* TASK OBJECTIVE: Copy each line of the records below that mentions the word "think".

[Stored data entries]
PR #871, opened 2025-09-12
Scalar values from factory

halungge:
Adds the ability to produce scalar values from the factories. 
We need this in the metrics factory for the computation of `nflat_gradp` for the dynamical core and will need it as well for the computation of some mean properties for the grid (`mean_cell_area`...) as discussed in [PR-848](https://github.com/C2SM/icon4py/pull/848)

(Additional fixes): fixes a lot of typing issues in all three factory implementations.


model/common/src/icon4py/model/common/grid/geometry.py
```diff
@@ -103,7 +101,7 @@ def __init__(
         self._grid = grid
         self._decomposition_info = decomposition_info
         self._attrs = metadata
-        self._geometry_type: base.GeometryType = grid.global_properties.geometry_type
+        self._geometry_type: base.GeometryType = base.GeometryType.ICOSAHEDRON
```
msimberg, line 104: Is this a necessary change?

model/common/src/icon4py/model/common/grid/grid_manager.py
```diff
@@ -64,6 +64,7 @@ def __call__(self, array: data_alloc.NDArray):
 
 
 CoordinateDict: TypeAlias = dict[gtx.Dimension, dict[Literal["lat", "lon"], gtx.Field]]
+# TODO (halungge): use a TypeDict for that
 GeometryDict: TypeAlias = dict[gridfile.GeometryName, gtx.Field]
```
msimberg, line 68: Is the TODO for later or this PR?

model/common/src/icon4py/model/common/grid/horizontal.py
```diff
@@ -420,6 +420,11 @@ def _domain(marker: Zone) -> Domain:
     return _domain
 
 
+vertex_domain = domain(dims.VertexDim)
+edge_domain = domain(dims.EdgeDim)
+cell_domain = domain(dims.CellDim)
+
+
```
msimberg, line 427: Are these used somewhere?

model/common/src/icon4py/model/common/states/factory.py
```diff
@@ -93,16 +95,20 @@ class FieldProvider(Protocol):
...
     @property
     def dependencies(self) -> Sequence[str]: ...
 
     @property
-    def fields(self) -> Mapping[str, Any]: ...
+    def fields(
+        self,
+    ) -> Mapping[
+        str, state_utils.FieldType | state_utils.ScalarType
+    ]: ...  # TODO(halungge): properly type value type state_utils.FieldType|state_utils.ScalarType?
```
msimberg, line 111: TODO still relevant?

model/common/tests/common/states/unit_tests/test_factory.py
```diff
@@ -286,3 +289,29 @@ def test_composite_field_source_raises_upon_get_unknown_field(
...
+    return ar.item()
+
+
+@pytest.mark.datatest
+def test_compute_scalar_value_from_numpy_provider(
+    height_coordinate_source: factory.FieldSource,
+    metrics_savepoint: serialbox.MetricSavepoint,
+    backend: gtx_typing.Backend,
+) -> None:
+    value_ref = np.min(np.min(metrics_savepoint.z_ifc()))
```
msimberg, line 306: Why are the two `np.min` needed?

model/common/tests/common/states/unit_tests/test_factory.py
```diff
@@ -286,3 +289,29 @@ def test_composite_field_source_raises_upon_get_unknown_field(
     with pytest.raises(ValueError) as err:
         composite.get("alice")
         assert "not provided by source " in err.value  # type: ignore[operator]
+
+
+def reduce_scalar_min(ar: data_alloc.NDArray, xp: ModuleType) -> gtx.float:
+    while ar.ndim > 0:
+        ar = xp.min(ar)
```
msimberg, line 296: Also here, why is the while loop needed? If I understand correctly, if you leave out the `axis` parameter it should take the minimum over the whole (flattened) array, even if it has more than one dimension.

model/common/src/icon4py/model/common/states/factory.py
```diff
@@ -611,13 +623,18 @@ def _compute(
...
         self._fields = {
-            k: gtx.as_field(tuple(self._dims), results[i], allocator=backend)
+            k: self._as_field(backend, results[i]) if self._dims else results[i]
             for i, k in enumerate(self.fields)
         }
 
+    def _as_field(
+        self, backend: gtx_typing.Backend | None, value: data_alloc.NDArray
+    ) -> state_utils.GTXFieldType:
+        return gtx.as_field(tuple(self._dims), value, allocator=backend)
```
msimberg, line 636: Are the RBF tests failing perhaps because I made them (at least the cell and vertex; edge is only one field) return lists instead of tuples (as the type hints would indicate)...? Or should lists of fields as return values be allowed? NB. I'm not asking for it to be allowed, I think restricting it to tuples and single arrays is sufficient.

model/common/src/icon4py/model/common/states/factory.py
```diff
@@ -611,13 +623,18 @@ def _compute(
         args.update(offsets)
         args.update(self._params)
         results = self._func(**args)
-        # TODO(): can the order of return values be checked?
-        results = (results,) if isinstance(results, data_alloc.NDArray) else results
+        # convert to tuple
+        results = (results,) if not isinstance(results, tuple) else results
         self._fields = {
-            k: gtx.as_field(tuple(self._dims), results[i], allocator=backend)
+            k: self._as_field(backend, results[i]) if self._dims else results[i]
```
msimberg, line 629: Just for my understanding: Is the idea even that a scalar value returned by `_func` will be converted to a "scalar"/0-d gt4py field? I.e. it does not need to be treated differently because gt4py supports scalar fields?

msimberg (commented):
Mostly questions/minor cleanup comments from my side. I think you'll unfortunately need to fix my RBF computations (the return types).

model/common/src/icon4py/model/common/grid/grid_manager.py
halungge: yes. I can also remove it.

model/common/src/icon4py/model/common/grid/horizontal.py
halungge: I import them `geometry.py`. We have been redefining them all over the place, and I got  a bit tired of that.

model/common/src/icon4py/model/common/states/factory.py
halungge: maybe. I dont know whether it matters at runtime. I never thougth about because we return tuples in gt4py and if you just do a 
```
def foo():
    ...
    return a, b, c
```
that will be a tuple.

model/common/src/icon4py/model/common/grid/geometry.py
msimberg: Yes, good point and fully agree.

I ask because this will clash with #853 which requires actually having this correctly set. I just wanted to understand the motivation, so let's go with this now and I'll get this cleaned up in #853.

halungge:
cscs-ci run default

halungge:
cscs-ci run default

model/common/src/icon4py/model/common/states/factory.py
halungge: I did a tuple([...]). The (...) will return a generator expression, not a tuple...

* TASK ANSWER:
msimberg, line 636: Are the RBF tests failing perhaps because I made them (at least the cell and vertex; edge is only one field) return lists instead of tuples (as the type hints would indicate)...? Or should lists of fields as return values be allowed? NB. I'm not asking for it to be allowed, I think restricting it to tuples and single arrays is sufficient.
Mostly questions/minor cleanup comments from my side. I think you'll unfortunately need to fix my RBF computations (the return types).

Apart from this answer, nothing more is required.